═════ Data listing ═════
PR #3459, opened 2021-01-11
GH-3450: Expose PubSub requireSubscribers option

### LINKED ISSUE #3450: MessageProducerSupport loses exception on application shutdown
5.3.0.RELEASE, although this would manifest in any version from the last couple of years.

**Describe the bug**
Upon application context shutdown, `BroadcastingDispatcher`'s list of `MessageHandler`s is cleared. This in itself is not a problem; however it causes [this block](https://github.com/spring-projects/spring-integration/blob/0331933c168f9096195999592a7f169d39f238d2/spring-integration-core/src/main/java/org/springframework/integration/endpoint/MessageProducerSupport.java#L210-L214) in `MessageProducerSupport` to lose the exception.

**To Reproduce**

The downstream manifestation on Cloud Pub/Sub implementation of `MessageProducerSupport` was reported by a user in spring-cloud/spring-cloud-gcp#2615 as unexpected acknowledgment of an known bad message (message handling code explicitly throws a `RuntimeException`) when application was shutdown midway through processing. The example can be found in https://github.com/thayhoang/pubsub-demo; however it requires a working GCP Cloud Pub/Sub setup. In this particular case, the application is a Spring Cloud Stream sink, and the difference between the correct scenario (when exception bubbles up to the binder correctly) and the incorrect one (when, after application context shutdown, the binder completes successfully) is the presence or absence of `org.springframework.cloud.stream.binder.FinalRethrowingErrorMessageHandler`.

I've also put together a [unit test demonstrating the issue](https://github.com/elefeint/spring-integration/commit/3bb1d49f025919b5fe9ab5bc88c1208170b29496). the setup is not ideal because it manually unsubscribes the error channel and stops the `MessageProducerSupport`, but it shows both the problem and the potential fix.

**Expected behavior**

Exception from message handlers should always be propagated upstream, unless properly handled by the error handler. Missing error handler and/or known context shutdown should not be considered handled and should instead result in exception propagation.

**Sample**

[Unit test](https://github.com/elefeint/spring-integration/blob/3bb1d49f025919b5fe9ab5bc88c1208170b29496/spring-integration-core/src/test/java/org/springframework/integration/endpoint/MessageProducerSupportTests.java#L123-L165)

[Proposed fix](https://github.com/elefeint/spring-integration/blob/3bb1d49f025919b5fe9ab5bc88c1208170b29496/spring-integration-core/src/main/java/org/springframework/integration/endpoint/MessageProducerSupport.java#L211-L215)

artembilan:
Fixes https://github.com/spring-projects/spring-integration/issues/3450

* Add `PublishSubscribeChannel` ctors with the `requireSubscribers` option
with a direct delegation to the same option of underlying `BroadcastingDispatcher`
* Add factory methods to the `Channels` & `MessageChannels` to expose
this new `requireSubscribers` option
* Expose an XML `require-subscribers` attribute for the `<publish-subscribe-channel`
* Document this new `requireSubscribers` option
* Introduce a global `spring.integration.channels.error.requireSubscribers` property
for a default `errorChannel`
* Document this property and explain its default `true` in the `error-handling.adoc`
* Remove docs for `spring.integration.postProcessDynamicBeans` since it purpose was
removed since version `5.1` in favor of "always post-process behavior" as it was
always with all the `BeanPostProcessor`s

### DIFF
--- a/spring-integration-core/src/main/resources/org/springframework/integration/config/spring-integration.xsd
+++ b/spring-integration-core/src/main/resources/org/springframework/integration/config/spring-integration.xsd
@@ -537,12 +537,22 @@
 					</xsd:attribute>
 					<xsd:attribute name="min-subscribers" type="xsd:string">
 						<xsd:annotation>
-							<xsd:documentation><![CDATA[
+							<xsd:documentation>
 								Specifies the minimum subscribers required to be subscribed to this channel; if the minimum number
 								of subscribers receive the message, the send is deemed to be successful (returns true).
 								Defaults to 0.
-							]]></xsd:documentation>
+							</xsd:documentation>
 						</xsd:annotation>
+					</xsd:attribute>
+					<xsd:attribute name="require-subscribers" default="false">
+						<xsd:annotation>
+							<xsd:documentation>
+								Indicates if this channel may ignore or not a message when there is no subscribers at all.
+							</xsd:documentation>
+						</xsd:annotation>
+						<xsd:simpleType>
+							<xsd:union memberTypes="xsd:boolean xsd:string"/>
+						</xsd:simpleType>
 					</xsd:attribute>
 					<xsd:attributeGroup ref="subscribersAttributeGroup"/>
 				</xsd:extension>
--- a/spring-integration-core/src/main/resources/org/springframework/integration/config/spring-integration.xsd
+++ b/spring-integration-core/src/main/resources/org/springframework/integration/config/spring-integration.xsd
@@ -547,7 +547,7 @@
 					<xsd:attribute name="require-subscribers" default="false">
 						<xsd:annotation>
 							<xsd:documentation>
-								Indicates if this channel may ignore or not a message when there is no subscribers at all.
+								Indicates if this channel may ignore or not a message when there are no subscribers.
 							</xsd:documentation>
 						</xsd:annotation>
 						<xsd:simpleType>
--- a/src/reference/asciidoc/channel.adoc
+++ b/src/reference/asciidoc/channel.adoc
@@ -794,8 +794,8 @@ public MessageChannel pubsubChannel() {
 NOTE: The `apply-sequence` value is `false` by default so that a publish-subscribe channel can send the exact same message instances to multiple outbound channels.
 Since Spring Integration enforces immutability of the payload and header references, when the flag is set to `true`, the channel creates new `Message` instances with the same payload reference but different header values.
 
-Starting with version 5.4.3, the `PublishSubscribeChannel` can also be configured with the `requireSubscribers` option of its `BroadcastingDispatcher` to indicate that this channel is not going to ignore a message silently when there is no any subscribers to it.
-A `MessageDispatchingException` with a `Dispatcher has no subscribers` message is thrown when no subscribers and this option is set to `true`.
+Starting with version 5.4.3, the `PublishSubscribeChannel` can also be configured with the `requireSubscribers` option of its `BroadcastingDispatcher` to indicate that this channel will not ignore a message silently when it has no subscribers.
+A `MessageDispatchingException` with a `Dispatcher has no subscribers` message is thrown when there are no subscribers and this option is set to `true`.
 
 [[channel-configuration-executorchannel]]
 ===== `ExecutorChannel`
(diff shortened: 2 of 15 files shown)


artembilan:
I will back-port it to `5.4.x` with the `requireSubscribers = false` for global `errorChannel` to avoid breaking change after review and agreement here.

Thanks

garyrussell:
It's not clear to me why this would need to be false in 5.4.x; the default error channel always has a subscriber so it would only fail if someone explicitly stops the logging hander's endpoint. I just don't see it breaking otherwise. Am I missing something?

spring-integration-core/src/main/resources/org/springframework/integration/config/spring-integration.xsd
```diff
@@ -537,12 +537,22 @@
...
 								of subscribers receive the message, the send is deemed to be successful (returns true).
 								Defaults to 0.
-							]]></xsd:documentation>
+							</xsd:documentation>
+						</xsd:annotation>
+					</xsd:attribute>
+					<xsd:attribute name="require-subscribers" default="false">
+						<xsd:annotation>
+							<xsd:documentation>
+								Indicates if this channel may ignore or not a message when there is no subscribers at all.
```
garyrussell, line 550:
```suggestion
								Indicates if this channel may ignore or not a message when there are no subscribers.
```

src/reference/asciidoc/channel.adoc
```diff
@@ -794,6 +794,9 @@ public MessageChannel pubsubChannel() {
 NOTE: The `apply-sequence` value is `false` by default so that a publish-subscribe channel can send the exact same message instances to multiple outbound channels.
 Since Spring Integration enforces immutability of the payload and header references, when the flag is set to `true`, the channel creates new `Message` instances with the same payload reference but different header values.
 
+Starting with version 5.4.3, the `PublishSubscribeChannel` can also be configured with the `requireSubscribers` option of its `BroadcastingDispatcher` to indicate that this channel is not going to ignore a message silently when there is no any subscribers to it.
+A `MessageDispatchingException` with a `Dispatcher has no subscribers` message is thrown when no subscribers and this option is set to `true`.
```
garyrussell, line 798:
```suggestion
Starting with version 5.4.3, the `PublishSubscribeChannel` can also be configured with the `requireSubscribers` option of its `BroadcastingDispatcher` to indicate that this channel will not ignore a message silently when it has no subscribers.
A `MessageDispatchingException` with a `Dispatcher has no subscribers` message is thrown when there are no subscribers and this option is set to `true`.
```

src/reference/asciidoc/error-handling.adoc
```diff
@@ -70,3 +70,6 @@ With Java & Annotation configuration, a resource is a `@Configuration` class and
 In most case the target integration flow solution is based on the out-of-the-box components and their configuration options.
 When an exception happens at runtime, there is no any end-user code involved in stack trace because an execution is against beans, not their configuration.
 Including a resource and source of the bean definition helps to determine possible configuration mistakes and provides better developer experience.
+
+Starting with version 5.5, the default error channel is configured with the `requireSubscribers = true` to not ignore messages silently when there is no subscribers on this channel (e.g. when application context is stopped).
+In this case a `MessageDispatchingException` is thrown which may lend on the client callback of the inbound channel adapter to negatively acknowledge (or roll back) an original message in the source system for redeliveries or other future consideration.
```
garyrussell, line 75:
```suggestion
Starting with version 5.5, the default error channel is configured with the property `requireSubscribers = true` to not silently ignore messages when there are no subscribers on this channel (e.g. when application context is stopped).
In this case a `MessageDispatchingException` is thrown which may lend on the client callback of the inbound channel adapter to negatively acknowledge (or roll back) an original message in the source system for redeliveriy or other future consideration.
```

garyrussell (changes requested):

artembilan:
>  if someone explicitly stops the logging handler's endpoint

It happens automatically on application context close.
I'm really OK to back-port it as `true`, too - I'm always nervous when we lose messages. 
So, even if this breaks the current behavior when we lose messages silently, it really might be better to keep it throwing an exception by default. Fortunately with that option anyone can come back to the previous dangerous behavior.

Just my conclusion to justify your back-port concern.

So, id we are on the same page in the end, feel free to cherry-pick this commit to `5.4.x`.
Otherwise let's continue a discussion what and how to back-port.

Thanks

garyrussell:
Agreed; I just think we need a bit of doc polishing to tell them how to revert to the old behavior.

garyrussell (approved):

garyrussell:
Cherry-picked to 5.4.x as c880a345f7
═════
Please show, exactly as written, every line above that contains the word "garyrussell".

(Task solution):
garyrussell:
garyrussell, line 550:
garyrussell, line 798:
garyrussell, line 75:
garyrussell (changes requested):
garyrussell:
garyrussell (approved):
garyrussell:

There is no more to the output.